Australian speedway rider

Harold Frank Milton Arthur (12 December 1908 in Lismore, New South Wales – 11 September 1972 in Sydney) was a former international motorcycle speedway rider who won the first Star Riders' Championship, the forerunner of the Speedway World Championship, in 1929. He earned 15 international caps for the Australia national speedway team.

==Career==
Arthur born in Lismore, New South Wales started work as a farm hand before taking up speedway. He first had success in Australia, winning the Golden Helmet there in 1927. He was one of the pioneers of speedway in the UK. He brought Max Grosskreutz over from Australia in 1929 and supplied Dicky Case and Ray Tauser with machines and support for fifty percent of their earnings. Arthur was considered to have the fastest bikes in British speedway in those early years.

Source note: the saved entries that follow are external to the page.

PR #313, opened 2026-09-08
feat: add user-definable refresh comment trigger

TheRealNoob:
Allows customization of the keyword(s) that trigger an event refresh.  Should be fully backwards compatible.  Despite the number of files modified it really is a quite simple change.

One of the things I've been looking at is the current chart's inability to allow users to define their own inputs to the program, either via ENV VARs or args.  So if you'd rather I implement that now and remove the configmap additions I can do that.


action.yml
```diff
@@ -68,6 +68,10 @@ inputs:
     description: 'Max number of ArgoCD applications diffed concurrently (capped at 32). Defaults to 4'
     required: false
     default: ''
+  refresh_comment_keywords:
+    description: 'Comma-separated list of PR comments that re-trigger argo-diff, replacing the default "argo diff,argo-diff"'
+    required: false
+    default: ''
```
vrivellino, line 74: This input can never take effect: `eventInfoFromEnv()` rejects any `GITHUB_EVENT_NAME` other than `pull_request` (`internal/server/run_once.go:85`), and `IsRefreshComment()` is reached only from the webhook server's `issue_comment` dispatch.

The github actions execution of argo-diff doesn't support comments at this time. My initial thought when I implemented it was that folks can retrigger the actions workflow from the Github UI. Supporting comment-driven re-triggers could be a future improvement, but I think we can leave it out of this PR.

Remove this input and  `ARGO_DIFF_REFRESH_COMMENT_KEYWORDS` env line below it, and mark the README's Actions-input column `N/A`, as `ARGO_DIFF_DISABLE_NON_GITHUB_REPO_MATCH` already does.

internal/github/comment.go
```diff
@@ -19,22 +19,33 @@ import (
...
+	refreshCommentKeywordsRaw := strings.TrimSpace(os.Getenv("ARGO_DIFF_REFRESH_COMMENT_KEYWORDS"))
+	if refreshCommentKeywordsRaw == "" {
+		refreshCommentKeywordsRaw = "argo diff,argo-diff"
+	}
+	for _, keyword := range strings.Split(refreshCommentKeywordsRaw, ",") {
+		keyword = strings.ToLower(strings.TrimSpace(keyword))
+		if keyword != "" {
+			refreshCommentKeywords = append(refreshCommentKeywords, keyword)
+		}
+	}
```
vrivellino, line 48: This is an edge case, but when `ARGO_DIFF_REFRESH_COMMENT_KEYWORDS=","` it passes the empty check on line 40, then every split element is dropped. `refreshCommentKeywords` stays nil and `IsRefreshComment()` is permanently false, so refresh comments die silently. Fall back to the defaults when nothing parses.

```suggestion
	}
	if len(refreshCommentKeywords) == 0 {
		log.Warn().Msg("ARGO_DIFF_REFRESH_COMMENT_KEYWORDS parsed to zero keywords; using defaults")
		refreshCommentKeywords = []string{"argo diff", "argo-diff"}
	}
```

internal/github/comment.go
```diff
@@ -19,22 +19,33 @@ import (
...
 func init() {
 	commentClientIsApp = false
 	mux = &sync.RWMutex{}
 	isGithubAction = os.Getenv("ARGO_DIFF_CI") != "true" && os.Getenv("GITHUB_ACTIONS") == "true"
 	contextStr = strings.TrimSpace(os.Getenv("ARGO_DIFF_CONTEXT_STR"))
+	refreshCommentKeywordsRaw := strings.TrimSpace(os.Getenv("ARGO_DIFF_REFRESH_COMMENT_KEYWORDS"))
+	if refreshCommentKeywordsRaw == "" {
+		refreshCommentKeywordsRaw = "argo diff,argo-diff"
+	}
+	for _, keyword := range strings.Split(refreshCommentKeywordsRaw, ",") {
```
vrivellino, line 43: [nit] This parsing sits in init(), so a test can only reach it by setting the env var before package load; comment_test.go covers neither it nor IsRefreshComment(). Extract parseRefreshCommentKeywords(raw string) []string and table-test it.

internal/github/comment.go
```diff
@@ -118,16 +129,16 @@ func ConnectivityCheck() error {
...
-	if input == "argo diff" || input == "argo-diff" {
-		return true
-	}
-	if input == "argo diff "+strings.ToLower(contextStr) {
-		return true
-	}
-	if input == "argo-diff "+strings.ToLower(contextStr) {
-		return true
+	for _, keyword := range refreshCommentKeywords {
+		if input == keyword || input == keyword+" "+strings.ToLower(contextStr) {
```
vrivellino, line 139: [nit] `strings.ToLower(contextStr)` is recomputed for every keyword on every comment event. Lowercase it once in init() into a package-level var

vrivellino:
> One of the things I've been looking at is the current chart's inability to allow users to define their own inputs to the program, either via ENV VARs or args. So if you'd rather I implement that now and remove the configmap additions I can do that.

Does issue #317 and proposed solution capture this?

vrivellino:
@TheRealNoob: Thanks for adding this feature! I left a few in-line comments; the one on `action.yml` is blocking

action.yml
TheRealNoob: Fixed — removed the `refresh_comment_keywords` input and its `ARGO_DIFF_REFRESH_COMMENT_KEYWORDS` env mapping from `action.yml`, and updated the README env var table's Actions-input column to `N/A` with a note that this only takes effect in webhook-server deployment mode.

internal/github/comment.go
TheRealNoob: Fixed — added a `len(keywords) == 0` check after parsing with a `log.Warn()` fallback to the defaults. The parsing is also now extracted into `parseRefreshCommentKeywords()` (see below), which made this path easy to cover in a table test.

internal/github/comment.go
TheRealNoob: Done — extracted into `parseRefreshCommentKeywords(raw string) []string` and added `TestParseRefreshCommentKeywords` covering: empty → defaults, whitespace-only → defaults, only-commas → defaults, single custom keyword, multiple keywords with trimming/lowercasing, and empty entries between commas dropped. Also added `TestIsRefreshComment` for the matching logic.

internal/github/comment.go
TheRealNoob: Done — added `lowerContextStr` to the package-level `var` block, assigned once in `init()`, and `IsRefreshComment` now uses it directly.

TheRealNoob:
Thank you.  All should be addressed.  Ready for re-review.

vrivellino (approved):

PR #315, opened 2026-09-10
feat: add ARGO_DIFF_REQUIRE_APP_MATCH flag

TheRealNoob:
Deployed org-wide, argo-diff posts a commit status to every PR the webhook receives, before it knows whether ArgoCD even tracks the repo. In large orgs this creates a lot of noise on PRs ArgoCD doesn't care about; leading to questions from users.

This PR adds an opt-in flag `ARGO_DIFF_REQUIRE_APP_MATCH`.  It does a cheap match check `argocd app list` + filtering.  If it finds no results, then it doesn't post anything to the PR: no pending or success.  When something does match, behavior is unchanged.

Trade-offs (documented in README and `internal/process_event/context.md`):
- One extra `argocd app list` call, and slower first feedback, on PRs that do match.
- A PR that previously matched and later stops matching won't have its stale comment cleared under this flag. An explicit refresh comment (`argo diff`) will still trigger a run and update the comment.

Assisted-by: Claude Code (claude-sonnet-4-6)


vrivellino:
@TheRealNoob Thanks again for yet another contribution! :-) This is a great feature to add. My original line of thought it adding the status check to every repo when deployed org-wide is that one might want to have it as a required check. But adding an opt-out is totally reasonable.

I an agent do a code review, and I'm going to have it post in-line comments. I'd also like to rename the feature flag env var to `ARGO_DIFF_REQUIRE_APP_MATCH`. IMHO it's a little more clear of the intention.

vrivellino:
Also - if you merge in main or rebase, #316 should quiet the failing docker build check

vrivellino (commented):
Inline comments below; verdict and context are in the PR thread.

internal/process_event/code_change.go
```diff
@@ -129,6 +129,21 @@ func ProcessCodeChange(eventInfo webhook.EventInfo, devMode bool, wg *sync.WaitG
...
 
+	// ARGO_DIFF_SKIP_UNMATCHED_EVENTS: check for a matching ArgoCD application before posting commit status
+	if strings.ToLower(strings.TrimSpace(os.Getenv("ARGO_DIFF_SKIP_UNMATCHED_EVENTS"))) == "true" {
+		matched, err := argocd.HasMatchingApplications(ctx, eventInfo)
+		if err != nil {
+			log.Error().Err(err).Msg("argocd.HasMatchingApplications() failed")
+			_ = github.Status(ctx, github.StatusError, err.Error(), eventInfo.RepoOwner, eventInfo.RepoName, eventInfo.Sha, devMode)
+			*callerErr = err
+			return
+		}
```
vrivellino, line 140: bug: this `github.Status` call runs on `ctx`, which is the very context whose expiry is the most likely cause of the error it is reporting. A hung `argocd app list` burns the whole `ARGO_DIFF_TIMEOUT`, `HasMatchingApplications` returns `context.DeadlineExceeded`, and this call is cancelled before it reaches GitHub, so the PR ends up with no status at all and the failure is swallowed by `_ =`. Every other reporting call in this function deliberately runs on a `context.Background()`-derived context for exactly this reason (see "Timeout budget" in `internal/process_event/context.md`).

```suggestion
		if err != nil {
			log.Error().Err(err).Msg("argocd.HasMatchingApplications() failed")
			statusCtx, statusCancel := context.WithTimeout(context.Background(), reportReserve(timeout))
			defer statusCancel()
			_ = github.Status(statusCtx, github.StatusError, err.Error(), eventInfo.RepoOwner, eventInfo.RepoName, eventInfo.Sha, devMode)
			*callerErr = err
			return
		}
```

internal/argocd/helper.go
```diff
@@ -388,6 +388,35 @@ func GetApplicationChanges(ctx context.Context, eventInfo webhook.EventInfo) ([]
...
+// nested app-of-apps children queued only during diffing, but those are only ever queued by
+// an already-matching parent app, which this function would already have found.
+func HasMatchingApplications(ctx context.Context, eventInfo webhook.EventInfo) (bool, error) {
+	argoApps, err := listApplications(ctx)
+	if err != nil {
+		return false, err
+	}
+	if len(argoApps.Items) == 0 {
+		return false, fmt.Errorf("empty ArgoCD app list")
+	}
```
vrivellino, line 405: bug: an empty app list is an error here, so the flag posts a red `error` commit status on every PR in every repo the webhook sees — the exact noise the flag exists to remove, and the opposite of the README's "stay completely silent (no commit status, no comment) when nothing matches". `GetApplicationChanges` needs this guard because an empty list means it can never produce a result; a "does anything match" query can just answer no.

```suggestion
	if len(argoApps.Items) == 0 {
		log.Warn().Msg("empty ArgoCD app list; treating event as unmatched")
		return false, nil
	}
```

internal/argocd/helper.go
```diff
@@ -388,6 +388,35 @@ func GetApplicationChanges(ctx context.Context, eventInfo webhook.EventInfo) ([]
...
 }
 
+// HasMatchingApplications reports whether any ArgoCD application matches eventInfo, without
+// diffing anything. It reuses the same listing + filtering (including the
+// manifest-generate-paths path filter) that GetApplicationChanges uses for its wave 1
+// (single-source) and wave 3 (multi-source) matching, so a false result here guarantees
+// GetApplicationChanges would return an empty appResList and no error. It does not discover
+// nested app-of-apps children queued only during diffing, but those are only ever queued by
+// an already-matching parent app, which this function would already have found.
+func HasMatchingApplications(ctx context.Context, eventInfo webhook.EventInfo) (bool, error) {
```
vrivellino, line 398: nit: this re-implements the front half of `GetApplicationChanges` (list, filter single-source, filter multi-source), and the two can drift silently — add a fourth matching wave to `GetApplicationChanges` and this function keeps returning `false`, so matching PRs get no status and no comment with nothing in the log to explain it. Extracting the list plus both `filterApplications` calls into one helper that both entry points call removes the drift by construction.

internal/process_event/code_change.go
```diff
@@ -129,6 +129,21 @@ func ProcessCodeChange(eventInfo webhook.EventInfo, devMode bool, wg *sync.WaitG
 		eventInfo.ChangedFiles = changedFiles
 	}
 
+	// ARGO_DIFF_SKIP_UNMATCHED_EVENTS: check for a matching ArgoCD application before posting commit status
+	if strings.ToLower(strings.TrimSpace(os.Getenv("ARGO_DIFF_SKIP_UNMATCHED_EVENTS"))) == "true" {
```
vrivellino, line 133: nit: this file's convention for env-driven config is a small pure helper — `processTimeout()`, `reportReserve()` — precisely so `code_change_test.go` can cover it, and `ProcessCodeChange()` itself has no test. A helper would make the parsing (trimming, case-folding, anything but `true`) testable. Named below for the `ARGO_DIFF_REQUIRE_APP_MATCH` rename discussed in the PR thread.

```suggestion
	if requireAppMatch() {
```

internal/process_event/code_change.go
```diff
@@ -129,6 +129,21 @@ func ProcessCodeChange(eventInfo webhook.EventInfo, devMode bool, wg *sync.WaitG
...
+		matched, err := argocd.HasMatchingApplications(ctx, eventInfo)
+		if err != nil {
+			log.Error().Err(err).Msg("argocd.HasMatchingApplications() failed")
+			_ = github.Status(ctx, github.StatusError, err.Error(), eventInfo.RepoOwner, eventInfo.RepoName, eventInfo.Sha, devMode)
+			*callerErr = err
+			return
+		}
+		if !matched {
+			log.Debug().Msgf("Skipping commit status; No ArgoCD application matches %s/%s#%d", eventInfo.RepoOwner, eventInfo.RepoName, eventInfo.PrNum)
```
vrivellino, line 142: nit: `Debug` hides the one line that explains a dropped event at the default log level. An operator asking "why did argo-diff never touch my PR?" sees nothing at all unless they raise `LOG_LEVEL` and reproduce; `checkSource()` already logs its `ARGO_DIFF_SKIP_REF_CHECK` bypass at `Info` for the same reason.

```suggestion
			log.Info().Msgf("Skipping commit status; No ArgoCD application matches %s/%s#%d", eventInfo.RepoOwner, eventInfo.RepoName, eventInfo.PrNum)
```

internal/process_event/code_change.go
```diff
@@ -129,6 +129,21 @@ func ProcessCodeChange(eventInfo webhook.EventInfo, devMode bool, wg *sync.WaitG
...
+	// ARGO_DIFF_SKIP_UNMATCHED_EVENTS: check for a matching ArgoCD application before posting commit status
+	if strings.ToLower(strings.TrimSpace(os.Getenv("ARGO_DIFF_SKIP_UNMATCHED_EVENTS"))) == "true" {
+		matched, err := argocd.HasMatchingApplications(ctx, eventInfo)
+		if err != nil {
+			log.Error().Err(err).Msg("argocd.HasMatchingApplications() failed")
+			_ = github.Status(ctx, github.StatusError, err.Error(), eventInfo.RepoOwner, eventInfo.RepoName, eventInfo.Sha, devMode)
+			*callerErr = err
+			return
+		}
+		if !matched {
```
vrivellino, line 141: nit: an `argo diff` PR comment reaches this same path (`IsRefreshComment()` in `internal/webhook/process.go` sets `Refresh`), so under this flag a human who explicitly asks for a diff on an unmatched repo gets total silence — no comment, no status, no reaction. Worth exempting `eventInfo.Refresh` from the skip, so an explicitly requested run always answers.

internal/argocd/helper.go
TheRealNoob: Good catch on the noise — but I wonder if an empty list is more likely to signal a misconfiguration (wrong ArgoCD permissions, wrong server address, etc.) than a genuinely empty ArgoCD. In that case silently returning `false` would mask a real problem: every PR in every repo would be skipped with no GitHub signal at all, and the only trace would be a `Warn` line in the logs. The current error behavior at least gives operators a visible red status to investigate. Happy to go with your suggestion if you disagree, but wanted to raise it before changing it.

vrivellino: I think the appropriate place to surface misconfiguration errors is via `ConnectivityCheck()` at startup.

By surfacing them per-event means a red status on every PR in every repo the webhook sees. Also worth noting: a wrong server address or bad token already exits non-zero and lands in the `return false, err` branch above, so an empty list with exit 0 is really RBAC or project scoping.

internal/process_event/code_change.go
TheRealNoob: Fixed — error path now uses `context.WithTimeout(context.Background(), reportReserve(timeout))`, consistent with the other reporting calls in ProcessCodeChange().

internal/argocd/helper.go
TheRealNoob: Agreed — fixed. Empty list now returns `false, nil` with a Warn log.

internal/argocd/helper.go
TheRealNoob: Fixed — extracted `listAndMatchApplications()` as a shared helper. Both `GetApplicationChanges` and `HasMatchingApplications` delegate to it now.

internal/process_event/code_change.go
TheRealNoob: Fixed — added `requireAppMatch()` helper with a unit test, matching the `processTimeout()`/`reportReserve()` convention.

internal/process_event/code_change.go
TheRealNoob: Fixed — changed to `log.Info()`.

internal/process_event/code_change.go
TheRealNoob: Fixed — `eventInfo.Refresh` now bypasses the match check so an explicit `argo diff` comment always gets an answer.

TheRealNoob:
Thank you for the review.  You had a couple really good points.  I believe I've addressed all points so ready for re-review.

internal/process_event/code_change.go
```diff
@@ -130,6 +137,26 @@ func ProcessCodeChange(eventInfo webhook.EventInfo, devMode bool, wg *sync.WaitG
 		eventInfo.ChangedFiles = changedFiles
 	}
 
+	// ARGO_DIFF_REQUIRE_APP_MATCH: check for a matching ArgoCD application before posting
+	// commit status, and stay silent when nothing matches. Explicit refresh requests
+	// (e.g. "argo diff" PR comments) bypass this so a human asking for a diff always gets
+	// an answer.
+	if requireAppMatch() && !eventInfo.Refresh {
```
vrivellino, line 144: [bug] `eventInfo.Refresh` is set unconditionally in GitHub Actions mode  (`internal/server/run_once.go:110`), so this condition is never true under Actions and the flag does nothing there - contradicting the README row added in this PR ("GitHub Actions mode ... honors this flag too").

`Refresh` carries two meanings today, "re-read PR metadata from the API" and "a human asked for this run", and this bypass wants only the second; splitting them into separate `EventInfo` fields fixes it, otherwise the README and `context.md` should say the flag is inert under Actions.

internal/process_event/context.md
```diff
@@ -62,6 +67,10 @@ into an exit code.
   since that invariant lives in another package.
 - No changes, no warnings, and nothing skipped → `github.Comment()` is called with an **empty**
   body list, which clears out any stale argo-diff comments.
+- `unknownCount` is vestigial: it is declared and reported but never incremented.
```
vrivellino: [nit] `unknownCount` no longer exists in `code_change.go` - #314 removed it, and this line is absent  from `main`, so the merge in 3dfeb8b resurrected it. Drop the line

vrivellino:
@TheRealNoob: There's one minor issue, plus a few small merge conflicts to resolve following #311's merge

vrivellino:
@TheRealNoob: FYI - I just published [v3.0.0-rc1](https://github.com/vince-riv/argo-diff/releases/tag/3.0.0-rc1) (and [chart](https://github.com/vince-riv/argo-diff/releases/tag/chart-3.0.0-rc1)). These include your recent contributions. I'll publish `rc2` once this PR lands.

I haven't done an extensive burn-in yet, but I updated the end-to-end workflow to include happy path testing of app-any-namespace.

internal/process_event/code_change.go
TheRealNoob: while this is true, however action.yaml doesn't define `ARGO_DIFF_REQUIRE_APP_MATCH` meaning `requireAppMatch()` will always resolve to false, unless the user defines the env var themselves.  so this should be a hypothetical failure scenario.  You do have a valid point about the double-meaning though so if you'd still like it changed I can do that.

internal/process_event/context.md
TheRealNoob: Fixed — removed the stale line.

TheRealNoob:
Thank you for publishing the RCs :) I will definitely make use of it once this feature lands.  Really appreciate you all doing this project.  I anticipate being a happy consumer so I'm more than happy to give back.

internal/process_event/code_change.go
vrivellino: Ok - I think the code is in a good place as is. We probably just need a few tweaks to docs around this - I'll take care of that in a separate follow-up.

vrivellino (approved):

vrivellino:
> Thank you for publishing the RCs :)

[3.0.0-rc2](https://github.com/vince-riv/argo-diff/releases/tag/3.0.0-rc2) and [chart](https://github.com/vince-riv/argo-diff/releases/tag/chart-3.0.0-rc2) are published!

Arthur rode for the Stamford Bridge Pensioners from 1930 until their closure in 1932. He returned to the UK in 1934 to ride again for the Harringay Tigers. He also represented Australia in test matches against England from 1930 to 1934.

Arthur promoted speedway in the United States, and he was also involved in the business side of the sport in Australia, where he helped Max Grosskreutz to start his career. He promoted at Sydney Royale before losing the lease in 1938. He solved this problem by building the speedway track at the Sydney Sports Ground next door. He also ran midget car circuits in Australia.

Arthur died of a heart attack in Sydney on 11 September 1972.

In 2007, Arthur was one of the inaugural ten inductees into the Australian Speedway Hall of Fame.